L'ANIA : Pour faire face aux difficultés rencontrées pour recruter certains profils, des projets innovants pour former et recruter émergent au niveau des entreprises. Le projet Archipel3 en est une bonne illustration puisqu’il vise à favoriser l’insertion professionnelle de personnes éloignées de l’emploi par la voie de l’apprentissage au sein des IAA. À une autre échelle, un grand groupe comme Savencia, entreprise laitière, peut également avoir des difficultés de recrutement malgré son rayonnement international. Ils ont lancé un grand plan de recrutement de 500 apprentis et l’ont complété par l’ouverture de leur propre centre de formation et d’apprentissage, pour trouver leur public directement.
1 Enquête de besoin en main-d’œuvre de Pôle Emploi (2022), France Stratégie (2022), Comment expliquer les difficultés de recrutement anticipées par les entreprises ?, Dares 2022, Les tensions sur le marché du travail en 2021.

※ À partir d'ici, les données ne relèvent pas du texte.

PR #142, opened 2021-09-24
Rotational error added to pd controller

dinies:
enhanced pd_controller on error computation of angular quantities when it is dealing with revolute joints.


src/robot_dart/control/pd_control.cpp
```diff
@@ -8,6 +8,8 @@ namespace robot_dart {
         PDControl::PDControl(const Eigen::VectorXd& ctrl, bool full_control) : RobotControl(ctrl, full_control) {}
         PDControl::PDControl(const Eigen::VectorXd& ctrl, const std::vector<std::string>& controllable_dofs) : RobotControl(ctrl, controllable_dofs) {}
 
+
+
```
costashatz, line 12: Why adding spaces here?

src/robot_dart/control/pd_control.cpp
```diff
@@ -26,9 +28,21 @@ namespace robot_dart {
             Eigen::VectorXd q = robot->positions(_controllable_dofs);
             Eigen::VectorXd dq = robot->velocities(_controllable_dofs);
 
+
```
costashatz, line 31: What is the use of the space here as well?

src/robot_dart/control/pd_control.cpp
```diff
@@ -26,9 +28,21 @@ namespace robot_dart {
...
+            Eigen::VectorXd error= Eigen::VectorXd::Zero(_control_dof);
+            for(int i=0;i<_control_dof;++i){
```
costashatz, line 33: Please adhere to the formatting standard of robot_dart (use the `.clang-format` from [here](https://github.com/resibots/format_code)).

src/robot_dart/control/pd_control.cpp
```diff
@@ -26,9 +28,21 @@ namespace robot_dart {
...
+              if(robot->dof(_controllable_dofs[i])->getJoint()->getType() ==
+                  dart::dynamics::RevoluteJoint::getStaticType()){
```
costashatz, line 35: `RevoluteJoint`s are not the only ones requiring extra care:

- `BallJoint` has a full 3D orientation and uses angle axis representation
- `EulerJoint` has a full 3D orientation and uses Euler axes representation
- `FreeJoint` represents a full 3D transformation and includes an orientation

Can you do those too? I can do them if you do not feel comfortable.

By the way, we should enable/disable this with a variable (passing through the constructor, having a default value to true: i.e., using them).

src/robot_dart/control/pd_control.hpp
```diff
@@ -7,6 +7,8 @@
 #include <robot_dart/control/robot_control.hpp>
 #include <robot_dart/robot.hpp>
 
+#include <dart/dynamics/RevoluteJoint.hpp>
```
costashatz, line 10: This should go into the cpp file to not pollute the workspace of people using robot_dart.

src/robot_dart/control/pd_control.hpp
```diff
@@ -29,6 +31,16 @@ namespace robot_dart {
         protected:
             Eigen::VectorXd _Kp;
             Eigen::VectorXd _Kd;
+
+            inline double angle_dist(const double alfa, const double beta){
```
costashatz, line 35: No reason to inline this. Please put the implementation inside the cpp file. Also if you keep it as a member function, it should be prefixed by "_" (-> _angle_dist).

costashatz (commented):
Good job. Thanks for the PR. See my inline comments.

src/robot_dart/control/pd_control.cpp
dinies: From now on I will be using that formatting style

src/robot_dart/control/pd_control.cpp
dinies: This is something that I think should be handled in a different way:
since we are dealing with rotations in SE(3) with three angles I think that a method that avoids singularities of the rotation matrices is advisable.
I didn't find anything more concise than embedding the 3D rotations in quaternions and computing the error between them with the geodesic distance between them.
I am already using this in one of my modules.
If you are interested, we can try to implement this here.
Also, I am not familiar with these other types of joints and I am wondering how we can access the values of the angles:
I am used to seeing that a joint has a single value for is q.

costashatz: > This is something that I think should be handled in a different way:
> since we are dealing with rotations in SE(3) with three angles I think that a method that avoids singularities of the rotation matrices is advisable.
> I didn't find anything more concise than embedding the 3D rotations in quaternions and computing the error between them with the geodesic distance between them.

How about `dart::math::logMap(R_desired * R_current.transpose())`?

> Also, I am not familiar with these other types of joints and I am wondering how we can access the values of the angles:
> I am used to seeing that a joint has a single value for is q.

For each joint `getPositions()` gives a vector with the DOF values:

- For `BallJoint` this should be a 3x1 vector with angle-axis representation of the orientation (`dart::math::expMapRot(vector)` gives the 3x3 rotation matrix)
- For `EulerJoint` this should be a 3x1 vector with Euler angles representation (depending on the angle order [see [here](https://github.com/dartsim/dart/blob/main/dart/dynamics/EulerJoint.hpp#L95)], you can use `dart::math::eulerXXXToMatrix(vector)` [see [here](https://github.com/dartsim/dart/blob/main/dart/math/Geometry.hpp#L76)] to get the rotation matrix)
- For `FreeJoint` this should be a 6x1 vector. This can be converted to a full transformation (which then you can split into translation and orientation parts) using `dart::dynamics::FreeJoint::convertToTransform(vector)`. In the end the vector should look like [error_orientation_x, error_orientation_y, error_orientation_z, error_x, error_y, error_z].

If you are comfortable, please do this. If not, let me know and I can do this.

src/robot_dart/control/pd_control.cpp
```diff
@@ -1,12 +1,13 @@
 #include "pd_control.hpp"
 #include "robot_dart/robot.hpp"
 #include "robot_dart/utils.hpp"
+#include <dart/dynamics/RevoluteJoint.hpp>
```
costashatz, line 4: Please leave a space before the dart include..

src/robot_dart/control/pd_control.cpp
```diff
@@ -1,12 +1,13 @@
...
 
 namespace robot_dart {
     namespace control {
         PDControl::PDControl() : RobotControl() {}
-        PDControl::PDControl(const Eigen::VectorXd& ctrl, bool full_control) : RobotControl(ctrl, full_control) {}
-        PDControl::PDControl(const Eigen::VectorXd& ctrl, const std::vector<std::string>& controllable_dofs) : RobotControl(ctrl, controllable_dofs) {}
+        PDControl::PDControl(const Eigen::VectorXd& ctrl, bool full_control, const bool angular_errors) : RobotControl(ctrl, full_control), _angular_errors(angular_errors) {}
```
costashatz, line 9: No need for `const` here.

src/robot_dart/control/pd_control.cpp
costashatz: Spaces are still here..

src/robot_dart/control/pd_control.cpp
```diff
@@ -26,9 +27,21 @@ namespace robot_dart {
             Eigen::VectorXd q = robot->positions(_controllable_dofs);
             Eigen::VectorXd dq = robot->velocities(_controllable_dofs);
 
+            Eigen::VectorXd error = Eigen::VectorXd::Zero(_control_dof);
+            for (int i = 0; i < _control_dof; ++i) {
+                if (robot->dof(_controllable_dofs[i])->getJoint()->getType() == dart::dynamics::RevoluteJoint::getStaticType()
+                    and _angular_errors) {
```
costashatz, line 33: `and` is python I guess. This should never be able to compile in C++. Please merge master into this branch so that we get the CI also..

costashatz: Oh wait. No need to merge. The CI is already running. But for some unknown reason this compiled! I'll investigate this..

costashatz: Wow. This is valid in C++: https://stackoverflow.com/questions/44381428/and-keyword-in-c

Still I prefer `&&`. Can you please adapt this?

src/robot_dart/control/pd_control.cpp
dinies: I am not feeling comfortable with exponential and logarithmic maps over quaternions still.
Therefore I prefer not to dive into the implementation for the time being.

src/robot_dart/control/pd_control.cpp
dinies: done

src/robot_dart/control/pd_control.cpp
dinies: done

src/robot_dart/control/pd_control.cpp
dinies: These I am not sure I can find, can you point them out one more time ? Thank you

costashatz: @dinies do not forget this one ;)

src/robot_dart/control/pd_control.cpp
costashatz: No worries. Finish the rest and I'll do this.. ;)

src/robot_dart/control/pd_control.cpp
costashatz: > These I am not sure I can find, can you point them out one more time ? Thank you

No worries. Leave them. I'll fix them with the rotation thing..

src/robot_dart/control/pd_control.cpp
costashatz: Forgot to say thanks for the work! Thanks a lot @dinies..

dinies: Your welcome ! =)

costashatz:
@dinies can you check if the new code is working for you? I did a few tests and it seems OK for me. Once you confirm, I will merge.. Thanks!

dinies:
It works in my use case, but I only use the controller with prismatic and revolute joints so I could not say anything about the other joint controls (ballJoint, eulerJoint, freeJoint).


Speculation : Is it possible that when we are using the FreeJoint or BallJoint type (since val is of dimension six or three as opposed to a scalar value) to populate the error vector then we could incur dimensionality problems when the error is flattened (.array()) and multiplied and added to _Kd and _Kd*dq ? 
Or everything has already been thought to be consistent with the dimensions of the 'generalized dof dimension'.

costashatz:
> Or everything has already been thought to be consistent with the dimensions of the 'generalized dof dimension'.

It does not have to do with the generalized dof dimension, but with the fact that in control we can define which dimensions to control and in arbitrary order. So this means that someone can choose to re-orient the degrees of freedom of the FreeJoint or to control only one of them.

> It works in my use case, but I only use the controller with prismatic and revolute joints so I could not say anything about the other joint controls (ballJoint, eulerJoint, freeJoint).

This is enough for now.. Thanks..

costashatz:
**Merging...** Thanks a lot @dinies!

2 Plan du gouvernement lancé à l’été 2020 pour faciliter l’entrée des jeunes dans la vie professionnelle, et orienter et former les jeunes sur les métiers d’avenir. Il comprend des mesures spécifiques pour « booster » l’apprentissage. Pour les entreprises, il s’agit d’une aide financière exceptionnelle pour le recrutement d’un apprenti en première année allant de 5 000€ pour l’embauche d’un apprenti mineur, à 8 000€ pour l’embauche d’un apprenti majeur.
3 L’ANIA et l’IFRIA Île-de-France signent une convention de partenariat dans le cadre du projet Plan d’investissement dans les compétences (PIC) 100 % inclusion « Archipel ».